PROMPT —
Every line of the material is to be set down again without any change.

DATASET CONTENT —
PR #45, opened 2019-08-16
Add retry loop for deployment verification and test script

maelk:
- add a retry loop, waiting for the setup to complete (for example for the baremetal hosts to get ready etc.)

RESPONSE TO THIS EXERCISE —
PR #45, opened 2019-08-16
Add retry loop for deployment verification and test script

maelk:
- add a retry loop, waiting for the setup to complete (for example for the baremetal hosts to get ready etc.)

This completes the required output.